# Newly Sprouted Fescue decomposing



## Z0rkNY (Jul 6, 2018)

I planted a fescue mix on my lawn in mid August and it sprouted beautifully. Kept a steady schedule of watering and fertilizing. I also patched areas with seed as I started seeing bare spots and got a beautiful lush lawn. However, in the last week or so I've seen more and more of the grass dissappear. I mowed about two weeks ago. Some of it looks like it is decomposing. Any thoughts on what's going on and how/if I can correct this fall? Is this a sign of an over watered lawn? We've had a lot of rain as of late.

Decomposing grass:




Full sprouted lawn


----------



## jessehurlburt (Oct 18, 2017)

It looks like the yard gets a lot of shade. The grass also looks pretty long in the last picture. I am in the same boat. It's been too wet to mow and my new grass is longer than I would like. It really helps new grass to cut it a bit lower and frequently when it is first getting started. If I were you, I would mow at 2" as soon as it dries out enough. Gently rake out anything dead and matted down and toss some more seed down. If there are any lower branches you can take down on those trees, getting more sun down there would certainly help. Good luck!


----------



## MichiganGreen (Aug 7, 2018)

What type of seed did you put down specifically?


----------



## g-man (Jun 15, 2017)

That looks to have a fungus. Melting out might be the most likely one.


----------



## Z0rkNY (Jul 6, 2018)

MichiganGreen said:


> What type of seed did you put down specifically?
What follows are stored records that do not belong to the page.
Issue #3850, opened 2016-10-31
Flickering headers while scrolling horizontally


krzysztofspilka:
### Description
When I scroll the grid horizontally, the headers of rows are constantly changing their width for about 1-2px. That is worsening the user experience. I really don't like this kind of jumping behavior in Handsontable.

### Steps to reproduce

1. Go to https://docs.handsontable.com/pro/1.7.4/demo-scrolling.html
2. Scroll the grid to the right

### Demo

https://gyazo.com/011c589d8e35a4f070c452e864e93917

### Your environment
* Version: Handsontable 0.28.4
* Browser Name and version: Chrome 54
* Operating System: Windows 8.1

krzysztofspilka:
@budnix tested, when fixed columns are set, the 1px difference still exists

Issue #475, opened 2013-03-06
Support variable width row headers


chahu:
I'm working on a project which is attempting to use handsontable, however we're running up against the fact that the row-header-column is a fixed width (and not very wide).  This cause the vast majority of our row header labels to be truncated.  One alternative is to tweak the CSS and widen that first column a fixed amount, but this is not an option as the data we are displaying could vary in length/width.  I've also tried changing the CSS and commenting out some of the lines with "width: 0" -- this "works" in that the row-header-column does indeed become variable width, but the scrolling logic becomes buggy.

Long story short, how can I get the below to show my row headers (without having a fixed-width column) and keep the nice scrolling functionality:

[http://jsfiddle.net/4587J/6/](http://jsfiddle.net/4587J/6/)

Thanks!
Charlie

tartor:
Workaround 
in the config implement afterLoadData callback to change the width of all the elements that have class name 'col.rowHeader'

var ht = new Handsontable(
                document.getElementById(id),
                {
                    afterLoadData: function(){
                        var rowHeaders = document.getElementById(id).querySelectorAll('col.rowHeader');
                        if (rowHeaders.length != 0) {
                            for (var j = 0; j < rowHeaders.length; j++) {
                                rowHeaders[j].style.width = "200px";
                            }
                        }
                    }
                }
            );

where id is the id of the html element which holds the handsontable

realtebo:
Is there any CSS way to defined a 'auto-width' for row headers ?

donmccurdy:
Could this issue be reopened? The JSFiddle posted by the OP ([which I've updated with fixed links to CDN js/css](http://jsfiddle.net/donmccurdy/vzp31798/)) is still showing row headers fixed at 50px. As pointed out, the 50px can be overridden in CSS, but this isn't ideal.

@realtebo No, not without using JavaScript to calculate what the magic width should be, and then applying it in CSS.

AMBudnik:
@donmccurdy this issue is continued (and marked as a bug) at https://github.com/handsontable/handsontable/issues/2868

Issue #402, opened 2013-02-13
Row headers do not fit in cells


marint:
Hi,

It seems that in version 0.8.3 the width for row headers column in always 50px. In earlier versions, the width scaled up if row header contents were longer.

For example, if row headers contain dates and times, they do not fit in the column. With version 0.8.2, this worked correctly:

http://jsfiddle.net/ZHx7G/

PR #13239, opened 2026-08-25
DEV-2623: Add the AutoRowHeaderSize plugin

### LINKED ISSUE #7147: Cannot change the width of row headers and does not expand when row headers are given long names
### Description

The rowHeader cells have a fixed width. When I change the input of the rowHeaders tag and the headers have quite long names then what should happen is that as with the colHeaders it should expand upon enter to show all of the content. However it does not and you cannot see the full length of the word(s) representing the row headers.

### Steps to reproduce

1. Create a table
2. Change rowHeaders to:
        hotSettings: {
            colHeaders:  ["Banana","Pineapple"],
            rowHeaders: ["Banana","Pineapple"],
        },
3. When the table is rendered onto the page it should show that the row headers do not expand to show the full word(s) representing the headers

### Demo

**Please note that this is a public fiddle and not my own creation.** 

http://jsfiddle.net/knv5Lbh3/

To get the example the following needs to be changed from
```
  rowHeaders: true,
  colHeaders: true,
```
to =>
```
  rowHeaders:  ["Banana","Pineapple"],
  colHeaders: ["Banana","Pineapple"],
```

### Your environment
* Handsontable version: 7.4.2
* Browser Name and version: Chrome 84.0.4147.89
* Operating System: macOS Catalina 10.15.2

budnix:
### Context

The PR adds row header sizing, so a long row header label is no longer clipped.

Reported as [#7147](https://github.com/handsontable/handsontable/issues/7147). The same string that makes a **column** header widen its column leaves a **row** header at a fixed 50px, showing `Pineap` instead of `Pineapple juice concentrate`. Two earlier reports, [#402](https://github.com/handsontable/handsontable/issues/402) and [#475](https://github.com/handsontable/handsontable/issues/475), asked for the same thing and were closed in 2013 by a change that made the viewport *read back* the row header width — it never made that width follow the content.

The cause is that nothing measures row header text. With no `rowHeaderWidth`, `_correctRowHeaderWidth()` substitutes `defaultColumnWidth` (50), which is written as an inline style on `col.rowHeader` and pinned by `table-layout: fixed`. `AutoColumnSize` only registers `modifyColWidth`, and the header column never passes through it.

Seen as a matrix, three of the four grid dimensions were already sized and one was not:

|  | Sizes the data area | Sizes the header |
|---|---|---|
| **Heights** (`AutoRowSize`) | row heights | column header height — `getColumnHeaderHeight()` |
| **Widths** (`AutoColumnSize`) | column widths | **row header width — nothing** |

This PR fills that quadrant with a new `AutoRowHeaderSize` plugin. Turning it on is the only thing you need to do:

```js
rowHeaders: ['Revenue', 'Cost of goods sold', 'Gross profit'],
autoRowHeaderSize: true,

// or, with the measurement tuned
autoRowHeaderSize: {
  samplingRatio: 3,             // how many labels of the same length get measured
  allowSampleDuplicates: false, // whether a repeated label is measured more than once
},
```

The name follows the shape its siblings use — `AutoRowSize` sizes a row, `AutoColumnSize` sizes a column, `AutoRowHeaderSize` sizes a row header — and mirrors to `AutoColumnHeaderSize` if the column header's height ever moves out of `AutoRowSize`.

**One option, not two.** The plugin takes the row header's width over, so a `rowHeaderWidth` already in the settings is simply ignored while the plugin is enabled — there is no second option to keep in step. `rowHeaderWidth` keeps meaning exactly what it always meant: a manual width, a number or an array. The default column width stays the floor of every level, the same floor `AutoColumnSize` keeps for a data column, so a grid of short labels looks as it does today instead of collapsing around a one-character label.

**It is off by default, and that is deliberate.** Turning it on for everyone would change the rendered width of every existing grid that uses custom row labels, and finding the longest label means reading every row header, so that first pass grows with the row count (measured: 2.7ms at 1k rows, 178ms at 500k; the result is cached, so later draws cost nothing). This mirrors why `AutoRowSize` is opt-in while `AutoColumnSize`, bounded by the column count, is not.

**Why a new plugin rather than folding it into a sibling.** `AutoColumnSize` is the right dimension, but it disables itself whenever `colWidths` is set (`isEnabled()`), and that gate is load-bearing: `Core#getColWidth` applies `colWidths` first and then lets `modifyColWidth` override it. Folding the feature in would mean `colWidths: [100, 100]` silently kills row header sizing — for exactly the developers most likely to want it. `AutoRowSize` would instead require `autoRowSize: true`, opting into measuring the height of every cell in the grid just to learn how wide a label is.

**No new measurement code.** The plugin composes the two utilities that already exist: `SamplesGenerator` picks which labels are worth rendering (bucketing by length, capping per bucket), and `GhostTable` renders and measures them. The row header is sampled as column `-1`, matching how `AutoRowSize` treats row `-1` as the column header. The only addition to `GhostTable` is `addRowHeadersColumn()`, the mirror of the existing `addColumnHeadersRow()` — 825 bytes minified, measured. Both utilities are held in `#private` fields: how the measuring is done is not part of what the plugin offers.

#### Multiple row headers, each sized on its own

A grid can render more than one row header by pushing a renderer through `afterGetRowHeaderRenderers`. **Every one of them is measured separately**, so a narrow numbering column stays narrow beside a wide label column — measured on a two-level grid: `[197px, 50px]`, rather than one width applied to both.

Getting there needed a small change in the rendering engine, because the `modifyRowHeaderWidth` hook is consumed in two places that want different shapes: `ColumnUtils#calculateWidths` indexes an array per level, while `Viewport#getRowHeaderWidth` wants a single number for the whole header block. The viewport now reduces the hook's answer through `toTotalRowHeaderWidth()` — summing an array, passing a number through, and returning `null` for `0`/`NaN` so the previous `|| this.rowHeaderWidth` fallback behaves exactly as before.

That makes **`modifyRowHeaderWidth` a `number | number[]` hook**, widened in its TypeScript signature, its JSDoc, the `TableView` callback, and the type regression test. One consequence worth flagging for review: `NestedRows` is the other handler of that hook and did `Math.max(cache, width)`, which turns an array into `NaN` — and `ColumnUtils`' `??` does not catch `NaN`, so the column would have rendered at `NaNpx`. It now widens an array entry by entry.

Two details that make the per-level measurement correct rather than approximate:

- Each level renders with **its own renderer**, collected the way `TableView` collects them for the draw, so a level's width covers the markup it actually draws instead of assuming the first level's.
- The renderers receive **renderable** row indexes, not visual ones, so each sampled row is translated through `getRenderableFromVisualIndex()` before its renderer runs. Hidden rows are skipped entirely — no header is drawn for them.

The public API follows:

```js
const plugin = hot.getPlugin('autoRowHeaderSize');

plugin.getRowHeaderWidth();    // the first row header (default)
plugin.getRowHeaderWidth(1);   // the second level
plugin.getRowHeaderWidth(-1);  // same as 0 — the negative column index a row header sits at
plugin.getRowHeaderWidths();   // every level, in order
```

#### Two pre-existing defects in `AutoRowSize` fixed along the way

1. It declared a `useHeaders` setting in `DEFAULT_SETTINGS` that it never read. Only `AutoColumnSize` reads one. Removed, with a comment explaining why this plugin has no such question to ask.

I put down Newsom's Shade Mix:

35% Creeping Red Fescue
30% Chewings Fescue
20% Hard Fescue
15% Perennial Ryegrass



g-man said:


> That looks to have a fungus. Melting out might be the most likely one.


I did put down some more Milo two weeks ago, and I saw more evidence of Mycellium. Is there something I can use to treat the fungus before I reseed?


----------



## g-man (Jun 15, 2017)

Mycellium in the leaves or the soil? What color? Cut back on watering if possible.


----------



## Z0rkNY (Jul 6, 2018)

g-man said:


> Mycellium in the leaves or the soil? What color? Cut back on watering if possible.


It looked just like the Mycellium I posted about in this thread: https://thelawnforum.com/viewtopic.php?f=9&t=5191&p=96505#p96505

Are you aware of any fungicides I can use either concurrent with, or a few days prior to, spreading new seed? I am hoping to get some growth before the season escapes me. We have rain here in Maryland until next week. I figure an application of a grandular some day this week, with the rain activating, followed by re-seeding early next week might give me some time to recover.


----------



## greengrass (Sep 9, 2018)

Looks like that is the fine fescue. The same thing happens in my back yard when it rains a lot because the fine fescue gets matted down from the rain.


----------



## g-man (Jun 15, 2017)

Most are ok on seeds. The question is what to apply, if we dont know the fungus.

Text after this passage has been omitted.